Like most answers to AI questions, it depends. If your model is ordering socks on an ecommerce website, that level of accuracy might be just fine. However, if your application is piloting a vehicle with human lives at risk, you would want a near perfect degree of accuracy. To approach human levels of conversation, a computer must get it right more than 90% of the time. The difference between 80-90% accuracy is actually the difference between usable and practically unintelligible.
The commercial potential for voice technology is not limited to identification and interpreting commands. Ping An, Life Insurance Company of China, is spending billions of dollars each year perfecting voice technologies for applications in financial services and healthcare. The company claims to have an 80% accuracy in detecting deception in applicants applying for financial products. Expanding on the work of researchers, Ping An hopes to develop voice processing systems that can diagnose health problems simply by listening to speech and analyzing the signal. Ethical and privacy implications aside, automating human services to the largest single population on the planet holds tremendous potential benefits.

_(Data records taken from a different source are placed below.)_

PR #302, opened 2026-07-30
Maintain live status for the data and metadata channels

cookc:
## Summary

`DocumentStatus` exposes a `live: DocumentLiveStatus` per channel (`metadata`, `data`, `presence`, `activity`), which reads like the library's own answer to "am I connected?". The Foundry implementation only ever set it for **activity** and **presence**. Against a real stack:

```
data.live = disconnected    data.load = loaded
```

…with remote Yjs updates arriving and applying normally at the same moment. `metadata.live` was never set by either implementation.

## Why this ordering is the expensive one

`DemoDocumentService` *does* set `live: CONNECTED` for data. So a connection indicator bound to `data.live` works throughout development against demo mode, then reads "disconnected" forever in production while sync is healthy.

## What changed

**Data** (`FoundryEventService.startDocumentSync`) — `CONNECTING` while the subscription is being established, `CONNECTED` once it is, `ERROR` if it cannot be established or the server sends a channel error.

**Metadata** (`FoundryDocumentService`) — same lifecycle for the metadata updates subscription. The failure case is the interesting one: when `subscribeToMetadataUpdates` rejects, `live` becomes `ERROR` while `load` stays `LOADED`, because the metadata really was fetched over HTTP. That is exactly the situation the cometd `window` bug produced, and exactly the distinction `live` exists to express.

**Demo** — gained metadata liveness too. It already reported `live` for data, activity and presence, so fixing only Foundry would have created the *inverse* cross-implementation inconsistency.

## Deliberate judgement calls

- Data-integrity failures that leave the socket healthy — a revision gap, or an update that will not apply — continue to affect `load` only, not `live`. There is a test pinning that so it does not drift.
- The metadata-subscription failure attaches the causing `error` alongside `live: ERROR`, matching activity and presence. It deliberately omits `load`, because the status merge clears `error` on any update carrying `load: LOADED`/`UNLOADED` — passing `LOADED` there would wipe the error it is trying to report.
- cometd's handshake state is **not** plumbed through. It is currently only logged, and exposing connection-level liveness per document needs new interface surface on the event service. So `live` reflects subscription establishment, not socket drops. Worth a follow-up.

## Test plan

- [x] 5 new tests in `FoundryEventService.test.ts` covering the data channel: CONNECTING, CONNECTED, staying CONNECTED after load completes, ERROR on subscribe failure, and liveness untouched by a revision gap.
- [x] 6 new tests in `FoundryStatusTracking.test.ts` covering metadata liveness plus partial-update safety — that `{live}`-only and `{load}`-only updates preserve the field they omit, and that a data-channel update does not disturb the metadata channel.
- [x] `state/foundry` 64 → 71, `foundry-event` 39 → 48, `demo` 11, `core` 125, `react` 21.
- [x] Repo-wide `turbo typecheck` 66/66, `turbo lint` 88/88, `cspell` clean.
- [x] **Confirmed on a live Foundry stack** by an integration test added in #305: without this fix `data.live` reads `disconnected` while `data.load` is `loaded` and updates flow normally — exactly as reported. With it, both `data.live` and `metadata.live` report `connected`.

### DIFF
--- a/packages/state/demo/src/DemoDocumentService.ts
+++ b/packages/state/demo/src/DemoDocumentService.ts
@@ -367,6 +367,7 @@ export class DemoDocumentService extends BaseYjsDocumentService<DemoInternalDoc>
       return;
     }
     this.updateMetadataStatus(internalDoc, docRef, {
+      live: DocumentLiveStatus.CONNECTING,
       load: DocumentLoadStatus.LOADING,
     });
 
@@ -376,6 +377,7 @@ export class DemoDocumentService extends BaseYjsDocumentService<DemoInternalDoc>
       if (metadata == null) {
         this.updateMetadataStatus(internalDoc, docRef, {
           error: toUnknownChannelError(new Error("Document not found")),
+          live: DocumentLiveStatus.ERROR,
           load: DocumentLoadStatus.ERROR,
         });
         return;
@@ -391,11 +393,13 @@ export class DemoDocumentService extends BaseYjsDocumentService<DemoInternalDoc>
       });
 
       this.updateMetadataStatus(internalDoc, docRef, {
+        live: DocumentLiveStatus.CONNECTED,
         load: DocumentLoadStatus.LOADED,
       });
     }).catch((error: unknown) => {
       this.updateMetadataStatus(internalDoc, docRef, {
         error: toUnknownChannelError(error),
+        live: DocumentLiveStatus.ERROR,
         load: DocumentLoadStatus.ERROR,
       });
     });
@@ -455,9 +459,14 @@ export class DemoDocumentService extends BaseYjsDocumentService<DemoInternalDoc>
   }
 
   protected onMetadataSubscriptionClosed(
-    _internalDoc: DemoInternalDoc,
-    _docRef: DocumentRef,
+    internalDoc: DemoInternalDoc,
+    docRef: DocumentRef,
   ): void {
+    if (internalDoc.metadataStatus.live !== DocumentLiveStatus.DISCONNECTED) {
+      this.updateMetadataStatus(internalDoc, docRef, {
+        live: DocumentLiveStatus.DISCONNECTED,
+      });
+    }
   }
 
   protected onDataSubscriptionClosed(
--- a/packages/state/demo/src/DemoDocumentService.ts
+++ b/packages/state/demo/src/DemoDocumentService.ts
@@ -87,8 +87,11 @@ export interface DemoDocumentServiceOptions {
 
 interface DemoInternalDoc extends InternalYjsDoc {
   channel?: BroadcastChannel;
+  /** Identifies the current metadata open, so stale async continuations can be discarded. */
+  metadataSubscriptionOpenToken?: object;
   presenceManager?: PresenceManager;
   provider?: IndexeddbPersistence;
+  unobserveMetadata?: () => void;
   updateHandler?: (update: Uint8Array, origin: unknown) => void;
 }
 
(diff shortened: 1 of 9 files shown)


cookc:

- #302 ◀
    - #303
        - #304
            - #305

packages/state/foundry-event/src/FoundryEventService.ts
```diff
@@ -288,6 +290,12 @@ class FoundryEventServiceImpl implements FoundryEventService {
     ).then(subscriptionId => {
       if (session.localYDocUpdateHandler === localYDocUpdateHandler) {
         session.documentSubscriptionId = subscriptionId;
+        // The channel is subscribed, so the data channel is live. Reported separately from `load`,
+        // which stays LOADING until the first update arrives. Matches how the activity and presence
+        // channels report liveness on subscription establishment.
+        onStatusChange({
+          live: DocumentLiveStatus.CONNECTED,
```
yota88, line 297: looks like `handleDocumentUpdateMessage` error can race with this, leading to state where { live: connected, load: error }

we can patch this by setting something maybe like:
```
    session.yDoc = yDoc;
// Scoped to this sync generation: a terminal channel error must not be
// overwritten by the deferred subscribe ack below.
let channelFailed = false;
...
    this.eventService.subscribe(
      channelId,
      (message: DocumentUpdateMessage) => {
        if (session.localYDocUpdateHandler !== localYDocUpdateHandler) {
          return;
        }
       if (message.type === "error") {
         channelFailed = true;
       }
        this.handleDocumentUpdateMessage(session, message, yDoc, onStatusChange);
      },
      ...
    ).then(subscriptionId => {
      if (session.localYDocUpdateHandler === localYDocUpdateHandler) {
        session.documentSubscriptionId = subscriptionId;
       if (!session.dataChannelFailed) {
       if (!channelFailed) {
         onStatusChange(...)
```

packages/state/demo/src/DemoDocumentService.ts
```diff
@@ -367,6 +367,7 @@ export class DemoDocumentService extends BaseYjsDocumentService<DemoInternalDoc>
       return;
```
yota88, line 367: few minor nits to mirror with foundry service via claude:
Foundry's metadata lifecycle is right, but Demo is missing the two guards Foundry has
(`hasMetadataDemand()` and an open-generation token), so `metadata.live` goes wrong three ways:

1. **Latches DISCONNECTED.** `onMetadataSubscriptionClosed` writes `{live: DISCONNECTED}` but leaves
   `load: LOADED`, and `onMetadataSubscriptionOpened` early-returns on `load !== UNLOADED` — so
   resubscribing can never restore CONNECTED.

2. **Says DISCONNECTED while metadata is live.** The close hook fires when the last *metadata*
   subscriber goes away, regardless of data subscriptions — but data subscriptions also drive
   metadata via `ensureMetadataLoaded`, and the `observeDocument` handler is never torn down. So the
   indicator reads disconnected while updates keep flowing. Foundry gates this on
   `hasMetadataDemand()`.

3. **Resurrects CONNECTED after close.** The `whenReady().then()` continuation has no generation
   guard, so if the last subscriber leaves while it's pending it writes `{live: CONNECTED,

At AC Global Risk, we have also discovered something amazing buried in the voice – we are able to identify risk. The original use case was in the military to save lives – by making sure that soldiers hired into the allied forces were unlikely to exact a green on blue attack. And today the tech is used as an alert by organizations in many ways – identifying real vs synthetic identity – a massive problem in financial services, hiring rangers instead of poachers, or making sure that the person you’ve spent 3 months interviewing isn’t a foreign agent or hasn’t been previously been fired for misconduct – data that a background check will seldom reveal. Other use cases include healthcare, loan applications, insurance fraud, and many others. It’s about using the voice to create trust and clear people as quickly as possible so that experts can focus on the few that potentially present high risk to the organization.

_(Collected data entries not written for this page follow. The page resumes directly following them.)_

PR #303, opened 2026-07-30
Hold local writes made during the initial load instead of dropping them

cookc:
## Summary

Between the Yjs `update` listener being attached in `startDocumentSync` and the server's first revision arriving, local updates hit a `lastRevisionId == null` check and were discarded with only a log line — a publish must declare the revision it builds on, and there was none yet.

Nothing surfaced the loss. The writing client read its own value back correctly while the update never reached the server, so peers never saw it. Those updates are now held on the session and flushed **in order** once the first revision establishes `lastRevisionId`.

This window opens on **every** sync start, not only the pre-subscription case.

## Two previously silent cases now say so

- Updates still held when sync stops are discarded with a warning, since a load that never completed leaves them nothing to publish against.
- A queue growing past a threshold warns that the load looks stuck, rather than accumulating unnoticed.

## Scope: what this deliberately does not fix

Writes made **before any data subscription opens** are still lost here. The update listener only attaches when the first data subscription registers, so those transactions produce no event at all. That is fixed in the PR stacked on top of this one.

I first tried to close both windows here by publishing `Y.encodeStateAsUpdate(yDoc)` as a full-state catch-up. **That approach was abandoned after review**, because cometd caps a serialized message at 65536 characters (`EventServiceCometD` `maxSendBayeuxMessageSize`, added deliberately in #275):

```js
// cometd.js:266
if (json.length > maxSize) { throw 'maxSendBayeuxMessageSize ' + maxSize + ' exceeded'; }
```

Base64 inflates by 4/3, so a full-state catch-up fails at roughly **48KB of Yjs state**. The publish rejection is fire-and-forget, so it would be logged and swallowed — silently reinstating the exact data loss being fixed. It also collapses per-transaction edit descriptions and schema versions into a single message. Capturing updates at Y.Doc creation, which the next PR does, has neither problem.

## Test plan

- [x] 4 new tests in `FoundryEventService.test.ts`. The strongest decodes every published payload and replays it into a fresh `Y.Doc`, proving a peer actually reconstructs the record rather than merely asserting `publish` was called.
- [x] Verified meaningful by stashing the source: **3 failed | 16 passed** without the fix, **19 passed** with it.
- [x] `foundry-event` 52 passing. `typecheck`, `eslint`, `dprint`, `cspell` clean.

---

## ✅ Validated against a live Foundry stack

Real-stack integration tests now exist (added in the PR stacked on top of this one). Two independent PACK clients, real backend, `danube-staging`:

| Test | Without the behavioural fixes | With them |
|---|---|---|

The baseline run included the two worker-compatibility fixes (#299, #301) so the process could run in node at all, and **none** of the behavioural ones — so the failures isolate to the bugs these PRs fix. The last row passing in both is the control: sync fundamentally works, so the other five are the specific defects rather than a broken harness.

This replaces the earlier "unit-level only" caveat.

### DIFF
--- a/packages/state/foundry-event/src/FoundryEventService.ts
+++ b/packages/state/foundry-event/src/FoundryEventService.ts
@@ -71,6 +71,9 @@ export interface PresencePublishOptions {
 
 const UPDATE_ORIGIN_REMOTE = "remote" as const;
 
+/** Queue depth at which held updates stop looking like a normal load and start looking stuck. */
+const PENDING_PUBLISH_WARN_THRESHOLD = 100;
+
 const getDocumentUpdatesChannelId = (
   documentId: DocumentId,
 ): TypedReceiveChannelId<DocumentUpdateMessage> =>
@@ -115,6 +118,14 @@ interface SyncSessionInternal extends SyncSession {
     doc: y.Doc,
     transaction: y.Transaction,
   ) => void;
+  /**
+   * Local updates produced before the server's first revision is known. The publish payload
+   * carries no revision of its own; the server resolves a publish against the revision this
+   * client last acknowledged on its update subscription (`DocumentUpdateSubscriptionRequest`.
+   * `lastRevisionId`), and until the initial load delivers one there is no such revision. They
+   * are held here and flushed in order once it is established.
+   */
+  pendingPublishes: DocumentPublishMessage[];
   yDoc?: y.Doc;
 }
 
@@ -192,6 +203,7 @@ class FoundryEventServiceImpl implements FoundryEventService {
         documentSubscriptionId: undefined,
         lastRevisionId: undefined,
         localYDocUpdateHandler: undefined,
+        pendingPublishes: [],
         yDoc: undefined,
       };
       this.sessions.set(sessionId, session);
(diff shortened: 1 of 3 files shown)


cookc:

- #303 ◀

packages/state/foundry-event/src/FoundryEventService.ts
```diff
@@ -528,6 +539,68 @@ class FoundryEventServiceImpl implements FoundryEventService {
...
+      clientSupportedVersionRange,
+      description: options.description,
+      documentUpdateSchemaVersion: options.documentUpdateSchemaVersion,
+      editId: generateId(),
+      yjsUpdate: {
+        data: Base64.fromUint8Array(update),
+      },
+    };
+
+    if (session.lastRevisionId == null) {
```
yota88, line 566: how about adding also a safeguard PENDING_PUBLISH_MAX check here and short circuit, not add to the queue if exceeding this limit. otherwise queue would grow unbounded.
```

if (session.pendingPublishes.length >= PENDING_PUBLISH_MAX) {
        this.logger.error("Dropping local document update; the hold queue is full", {
          docId: session.documentId,
          editId: publishMessage.editId,
          pendingCount: session.pendingPublishes.length,
        });
        return;
}
```

packages/state/foundry-event/src/FoundryEventService.ts
```diff
@@ -640,6 +731,9 @@ class FoundryEventServiceImpl implements FoundryEventService {
         }
         session.lastRevisionId = Number(revisionId);
 
+        // The revision is known, so anything held during the load can go out now.
+        this.flushPendingPublishes(session);
+
         onStatusChange({
```
yota88, line 737: i think here we should double check if the channelFailed was previously false, now that we're receiving a good update again, to reset live status to CONNECTED. and then reset the channel failed to false/undefined. woud require setting channelFailed on the session itself.

```
interface SyncSessionInternal extends SyncSession {
  dataChannelFailed?: boolean;
```

```
        onStatusChange({
          ...(session.dataChannelFailed === true ? { live: DocumentLiveStatus.CONNECTED } : {}),
          load: DocumentLoadStatus.LOADED,
        });
        session.dataChannelFailed = undefined;
```

and then finally also 
`    internalSession.dataChannelFailed = undefined;
`in stopDocumentSync

yota88 (approved):
nits

packages/state/foundry-event/src/FoundryEventService.ts
yota88: and claude to write test for `restores CONNECTED once a message proves the channel works again`

packages/state/foundry-event/src/FoundryEventService.ts
cookc: I kept the warning at 100 but removed dropping: discarding a Yjs update creates a client-clock gap that can block later edits on peers. Updates remain separate, preserving descriptions, schema versions and retry IDs. Added overflow and post-load convergence tests, plus large-backlog and retry coverage. Memory can still grow if loading stalls; a safe hard limit needs a separate recovery/backpressure design.

packages/state/foundry-event/src/FoundryEventService.ts
cookc: Added session-level `dataChannelFailed`: a valid update after a channel error restores `CONNECTED`, and stopping sync clears the flag. Recovery sets it to `false` so a late subscribe acknowledgment cannot emit a duplicate. Added recovery, late-ack and stop/restart tests.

The human voice has just begun to be explored for commercial applications. Whether it is used for diagnosis, profiling, security, or accuracy, there are almost infinite uses for voice technology across the economy. Like other areas of technology, corporations will be anxious to reap the benefits of research and technological advancements. In addition to a strategy for data, the more forward looking executives will also incorporate strategic vision for voice analysis, computer vision, and other sensory/perception technologies that emerge.